My grandmother, Sarah Lilah Lindsay, passed away over the holidays. We had a complex relationship. She gave me two things I live with every day: my name and my bipolar disorder. Unfortunately, her illness went misdiagnosed until her early 80s, when my father brought it to the attention of the staff in her nursing home. When I had my first depressive episode and my family and I learned more about mood disorders, and especially bipolar disorder, some things long since misunderstood about my grandmother became clearer. For 80 years, the only phrase she had to describe her struggle was “my nerves are bothering me”: a blanket statement that no one, not even she, understood.
She was a big lady; she was the life of the party; she was the loudest voice in a choir; she had the biggest opinion in the room. Growing up in a Protestant household in Northern Ireland, she was at once conservative in her ideas of success and class while also far from the stereotype of what a housewife should be. Although she could knit with her eyes closed and bake anyone under the table, she was also a businesswoman and a fierce fighter.
I saw many traits in Lilah, magnified by 80 years of struggle, that I see in myself. I do not like most of these traits. Chief among them is a complex of guilt and weakness, both internal and projected on to others. Her worldview, that hard work and sheer willpower can overcome anything, was paramount to Lilah. She seemed to think I should be able to will myself out of depression. She seemed to think that I could pull myself out of the fog by my bootstraps. When she first expressed that to me, I took it as an insult. I took it as an attack on my character. I was hurt that she thought I wasn’t strong enough to be the life of the party, be the loudest voice in the choir. I felt guilty for being a burden on my family and on her. But as years passed, at some point I realized that she had functioned her whole life believing her illness was not an illness, but weakness in her own character – and that would be a profoundly painful thing to live with. I believe she was hard on me, because she saw herself in me. My nerves are a problem too.
Apparently, her own mother was also a force to be reckoned with. At some point, probably at too many points, my Grandma Lilah would have heard the bootstraps lecture, too. At least my struggle has a name; Lilah’s struggle was just a personal failing.
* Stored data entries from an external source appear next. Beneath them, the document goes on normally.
PR #1374, opened 2016-04-01
Add a horizontal-multi-select wrapper for Bootstrap forms

rtrv:
Default multi-select is for vertical forms. New wrapper allows using date and time multi-selects in horizontal forms.


feliperenan:
It was added with [Bootstrap's update](https://github.com/plataformatec/simple_form/pull/1569)

PR #1376, opened 2016-04-15
Add `hidden_input` option to checkbox

capripot:
Give the possibility to skip the creation of the hidden input field
normally created along with checkox field, replicating [Rails 4.2 behavior](https://github.com/rails/rails/blob/4-2-stable/actionview/lib/action_view/helpers/tags/check_box.rb#L28)


oswaldoferreira:
Any maintainer to take a look?

lucasmazza:
Looks good to me, but @rafaelfranca could do a second check just in case.

(If anyone is curious, this was added on rails back in rails/rails#5420)

Issue #1382, opened 2016-05-13
allow_blank: true validator not handled


seliverstov-maxim:
SimpleForm builds an 'required' input with for the "presence:true, allow_blank: true" validatior.

For example:

class User < ActiveRecord::Base
validates :password, presence: true, allow_blank: true
end

in view
= f.input :password

html
`<div class="form-group password required user_password"><label class="password required control-label" for="user_password"><abbr title="required">*</abbr> Password</label><input class="password required form-control" type="password" name="user[password]" id="user_password" /></div>`

seliverstov-maxim:
Fixed in: https://github.com/plataformatec/simple_form/pull/1383

seliverstov-maxim:
No reason to fix it. Sorry for mistake.

PR #1383, opened 2016-05-13
Fix required input for allow_blank attribute

seliverstov-maxim:
See https://github.com/plataformatec/simple_form/issues/1382


seliverstov-maxim:
No reason to fix it. Sorry for mistake.

PR #1392, opened 2016-06-03
Adds aria-invalid attribute to fields with errors

amoose:
Adds `aria-invalid` attribute to fields with errors. 

https://www.w3.org/TR/WCAG20-TECHS/ARIA21.html


lucasmazza:
@amoose thanks :)

PR #1393, opened 2016-06-06
Add label_method info in README

flanger001:
From @rafaelfranca's StackOverflow answer here: http://stackoverflow.com/questions/6334582/simple-form-association-custom-label-name/6335679#6335679

This seems like fairly useful information and the comment below Rafael's seemed to indicate others would find it helpful in the docs also.


lucasmazza:
Thanks!

PR #1396, opened 2016-07-01
Add support Rails 5

herminiotorres:
Enhancements
  * Support to Rails `5.0.x` Stable.

Unreleased
  * Removed deprecated methods `default_input_size`.

### DIFF
--- a/lib/simple_form/components/maxlength.rb
+++ b/lib/simple_form/components/maxlength.rb
@@ -15,10 +15,7 @@ module SimpleForm
           maxlength
         else
           length_validator = find_length_validator
-
-          if length_validator && !has_tokenizer?(length_validator)
-            length_validator.options[:is] || length_validator.options[:maximum]
-          end
+          maximum_length_value_from(length_validator)
         end
       end
 
@@ -28,6 +25,22 @@ module SimpleForm
 
       def has_tokenizer?(length_validator)
         length_validator.options[:tokenizer]
+      end
+
+      # Use validation with tokenizer if version of Rails is less than 5,
+      # if not validate without the tokenizer, if version is greater than Rails 4.
+      if ActionPack::VERSION::STRING < '5'
+        def maximum_length_value_from(length_validator)
+          if length_validator && !has_tokenizer?(length_validator)
+            length_validator.options[:is] || length_validator.options[:maximum]
+          end
+        end
+      elsif ActionPack::VERSION::STRING >= '5'
+        def maximum_length_value_from(length_validator)
+          if length_validator
+            length_validator.options[:is] || length_validator.options[:maximum]
+          end
+        end
       end
     end
   end
--- a/test/inputs/discovery_test.rb
+++ b/test/inputs/discovery_test.rb
@@ -14,6 +14,7 @@ class DiscoveryTest < ActionView::TestCase
         Object.send :remove_const, :CustomizedInput
         Object.send :remove_const, :DeprecatedInput
         Object.send :remove_const, :CollectionSelectInput
+        CustomInputs.send :remove_const, :CustomizedInput
         CustomInputs.send :remove_const, :PasswordInput
         CustomInputs.send :remove_const, :NumericInput
       end
--- a/test/inputs/priority_input_test.rb
+++ b/test/inputs/priority_input_test.rb
@@ -5,14 +5,22 @@ class PriorityInputTest < ActionView::TestCase
   test 'input generates a country select field' do
     with_input_for @user, :country, :country
     assert_select 'select#user_country'
-    assert_select 'select option[value=Brazil]', 'Brazil'
+    if ActionPack::VERSION::STRING >= '5'
+      assert_select 'select option[value=BR]', 'Brazil'
+    elsif ActionPack::VERSION::STRING < '5'
+      assert_select 'select option[value=Brazil]', 'Brazil'
+    end
     assert_no_select 'select option[value=""][disabled=disabled]'
   end
 
   test 'input generates a country select with SimpleForm default' do
     swap SimpleForm, country_priority: [ 'Brazil' ] do
       with_input_for @user, :country, :country
-      assert_select 'select option[value=""][disabled=disabled]'
+      if ActionPack::VERSION::STRING >= '5'
+        assert_select 'select option[value="---------------"][disabled=disabled]'
+      elsif ActionPack::VERSION::STRING < '5'
+        assert_select 'select option[value=""][disabled=disabled]'
+      end
     end
   end
 
--- a/test/support/models.rb
+++ b/test/support/models.rb
@@ -215,7 +215,9 @@ class ValidatingUser < User
     only_integer: true
   validates_length_of :name, maximum: 25
   validates_length_of :description, maximum: 50
-  validates_length_of :action, maximum: 10, tokenizer: lambda { |str| str.scan(/\w+/) }
+  if ActionPack::VERSION::STRING < '5'
+    validates_length_of :action, maximum: 10, tokenizer: lambda { |str| str.scan(/\w+/) }
+  end
   validates_length_of :home_picture, is: 12
 
   def min_amount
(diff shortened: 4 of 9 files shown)


lucasmazza:
@herminiotorres looks like we have some conflicts from bd7127905009aa0c8028c9726b61aa38b031f20f here 🙈

herminiotorres:
@lucasmazza my branch was outdated, I just solved the conflict! :speak_no_evil:

gemfiles/Gemfile.rails-5-0-stable
```diff
@@ -0,0 +1,16 @@
...
+
+gemspec :path => '..'
+
+platforms :rbx do
+  gem 'rubysl', '~> 2.0'
+  gem 'rubinius-developer_tools'
+end
+
+gem 'country_select', '~> 2.5.2'
+gem 'railties', '5.0.0'
```
lucasmazza: The default `Gemfile` is already targeting the 5.0.0 releases, so we don't need a new Gemfile for it.

CHANGELOG.md
```diff
@@ -6,6 +6,11 @@
 
 * Updated gem dependency to support Rails 5.0.x.
 
+### enhancements
+  * Support to Rails 5.0.x Stable. [@herminiotorres](https://github.com/herminiotorres)
+  * Removed deprecated methods `default_input_size`. [@herminiotorres](https://github.com/herminiotorres)
```
lucasmazza: These changelog entries should be moved to the `## Unreleased` block.

CHANGELOG.md
```diff
@@ -6,6 +6,11 @@
...
+  * Update `country_select` to version `2.5.2`. [@herminiotorres](https://github.com/herminiotorres)
```
lucasmazza: `country_select` isn't a runtime dependency here, so the value for reporting this back to developers that come to our CHANGELOG for updates on Simple Form isn't much helpful - the gem already works with `country_select`, we are just updating our test suite for it, right?

test/inputs/discovery_test.rb
```diff
@@ -14,6 +14,7 @@ def discovery(value = false)
         Object.send :remove_const, :CustomizedInput
         Object.send :remove_const, :DeprecatedInput
         Object.send :remove_const, :CollectionSelectInput
+        CustomInputs.send :remove_const, :CustomizedInput
```
lucasmazza: ❤ 💚 💙 💛 💜

test/inputs/priority_input_test.rb
```diff
@@ -5,14 +5,14 @@ class PriorityInputTest < ActionView::TestCase
...
-    assert_select 'select option[value=Brazil]', 'Brazil'
+    assert_select 'select option[value=BR]', 'Brazil'
     assert_no_select 'select option[value=""][disabled=disabled]'
   end
 
   test 'input generates a country select with SimpleForm default' do
     swap SimpleForm, country_priority: [ 'Brazil' ] do
       with_input_for @user, :country, :country
-      assert_select 'select option[value=""][disabled=disabled]'
+      assert_select 'select option[value="---------------"][disabled=disabled]'
```
olivierlacan: Is this necessary for Rails 5 support?

lucasmazza: I think it doesn't, but sounds like the `priority_divider` default from `country_select` changed between 1.x and 2.x.

CHANGELOG.md
```diff
@@ -1,11 +1,15 @@
 ## Unreleased
 
 * Add the `aria-invalid` attribute on inputs with errors.
+* Removed deprecated methods `default_input_size`. [@herminiotorres](https://github.com/herminiotorres)
 
 ## 3.2.1
 
 * Updated gem dependency to support Rails 5.0.x.
 
+### enhancements
```
lucasmazza: We already have an entry on the 3.2.1 changelog for the Rails 5 dependency, so we can ✂️ this one out.

olivierlacan: Problem is this does not bring proper Rails 5 support due to `number?` issues in `decimal_or_float`. See #1342

CHANGELOG.md
```diff
@@ -1,11 +1,15 @@
 ## Unreleased
 
 * Add the `aria-invalid` attribute on inputs with errors.
+* Removed deprecated methods `default_input_size`. [@herminiotorres](https://github.com/herminiotorres)
```
rafaelfranca: This doesn't need a changelog entry since the methods are still there, just not duplicated.

rafaelfranca:
I'll merge and cleanup the changelog later.

test/support/models.rb
```diff
@@ -215,7 +215,7 @@ class ValidatingUser < User
     only_integer: true
   validates_length_of :name, maximum: 25
   validates_length_of :description, maximum: 50
-  validates_length_of :action, maximum: 10, tokenizer: lambda { |str| str.scan(/\w+/) }
+  validates_length_of :words_in_action, maximum: 10
```
rafaelfranca: Hmmm, I think this may invalidate the test that is checking this. I think we can just remove it. Could you take a look?

herminiotorres: The test pass in all rails of versions. When I remove this code.

rafaelfranca: I mean, this test now doesn't make any sense:

https://github.com/plataformatec/simple_form/blob/81b9d7d3439225c7613e570afb44596acfa97a76/test/inputs/string_input_test.rb#L35-L38

We should remove the test when running with Rails 5 but keep for the others versions. The same with this code, we should only define this validation when it is not Rails 5. We should also conditionally define https://github.com/plataformatec/simple_form/blob/81b9d7d3439225c7613e570afb44596acfa97a76/lib/simple_form/components/maxlength.rb#L29-L31.

herminiotorres: :ok_hand:

herminiotorres: @rafaelfranca 
I applied your suggestion but still it displays this `deprecation` information. But see how it looks, that's what you suggested right?

```ruby
DEPRECATION WARNING: The `:tokenizer` option is deprecated, and will be removed in Rails 5.1.
You can achieve the same functionality by defining an instance method
with the value that you want to validate the length of. For example,

    validates_length_of :essay, minimum: 100,
      tokenizer: ->(str) { str.scan(/w+/) }

should be written as

    validates_length_of :words_in_essay, minimum: 100

    private

    def words_in_essay
      essay.scan(/w+/)
    end
 (called from <class:ValidatingUser> at /Users/herminiotorres/src/simple_form/test/support/models.rb:218)
```

rafaelfranca: In Rails 5 you don't need to define that validation, so just remove it for Raisl 5

lib/simple_form/components/maxlength.rb
```diff
@@ -29,6 +26,20 @@ def find_length_validator
       def has_tokenizer?(length_validator)
         length_validator.options[:tokenizer]
       end
+
+      # Use validation with tokenizer if version of Rails is less than 5,
+      # if not validate without the tokenizer, if version is greater than Rails 4.
+      def validation_with_tokenizer(length_validator)
+        if ActionPack::VERSION::STRING < '5'
```
rafaelfranca: Put the conditional outside the method to avoid runtime conditionals when we know the value in load time.

lib/simple_form/components/maxlength.rb
```diff
@@ -29,6 +26,20 @@ def find_length_validator
       def has_tokenizer?(length_validator)
         length_validator.options[:tokenizer]
       end
+
+      # Use validation with tokenizer if version of Rails is less than 5,
+      # if not validate without the tokenizer, if version is greater than Rails 4.
+      def validation_with_tokenizer(length_validator)
```
rafaelfranca: This name could be: `maximum_length_value_from`

herminiotorres:
:shipit: ? 😄

herminiotorres:
@lucasmazza :shipit: ?

rafaelfranca:
It is still missing the conditional in the validatation code here https://github.com/plataformatec/simple_form/blob/master/test/support/models.rb#L218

On the day she passed away, my family tried to discuss Lilah’s life. My mother said something to me that over the past few days has changed the way I look at my whole relationship with my Grandmother. She said that Lilah’s methods were different from modern medicine, that her worldview was skewed, but she always asked. She always asked how I was, and she gave the only advice she knew to give, the advice people had been giving her for 80 years.
Sarah Lilah Lindsay was a force of nature. Maybe her favorite phrase really does encompass a confusion that so many people with mood disorders face: I’m not strong, I’m not proud, I feel guilty, I feel tired and lost and in pain. It has been a hard week, or month, or decade. I knit or bake just to be moving my hands, to slow my mind. I can’t breathe, I don’t know why I’m yelling, I don’t know why I’m crying. My head hurts, my heart aches. But all that is too messy, too personal for a Northern Irish Housewife. So, for 80 years, it all boiled down to:
My nerves are bothering me.
I hope there are no nerves wherever she is now. I hope she is finally at peace.